**Task directions:**
Filter the data below, keeping only lines that contain "conf".

(Saved data entries)

PR #94, opened 2019-05-16
utilities.inc: handle illicit KERNEL_DEVICETREE entries

jdallaglio:
Function `make_dtb_boot_files` didn't return if KERNEL_DEVICETREE contained illicit non .dtb or .dtbo files, resulting in Python `str` method `join` trying to concatenate `None` and string objects.
Instead we now raise a warning, remove the illicit device tree entries and return an empty string.

### DIFF
--- a/conf/machine/include/utilities.inc
+++ b/conf/machine/include/utilities.inc
@@ -13,4 +13,4 @@ def make_dtb_boot_files(d):
             #     destination: bcm2708-rpi-b.dtb
             return os.path.basename(dtb)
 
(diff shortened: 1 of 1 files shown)


angolini:
Is it supposed to be on warrior only? (and skip master?)

jdallaglio:
I tested it on warrior only. I'm testing it on master right now

jdallaglio:
It works on master as well, should I remove this pull request and do a new one on master?

angolini:
I would say, leave this PR and add a new one for master.

Thanks a lot

jdallaglio:
Cool, thanks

**Answer to this problem:**
--- a/conf/machine/include/utilities.inc
+++ b/conf/machine/include/utilities.inc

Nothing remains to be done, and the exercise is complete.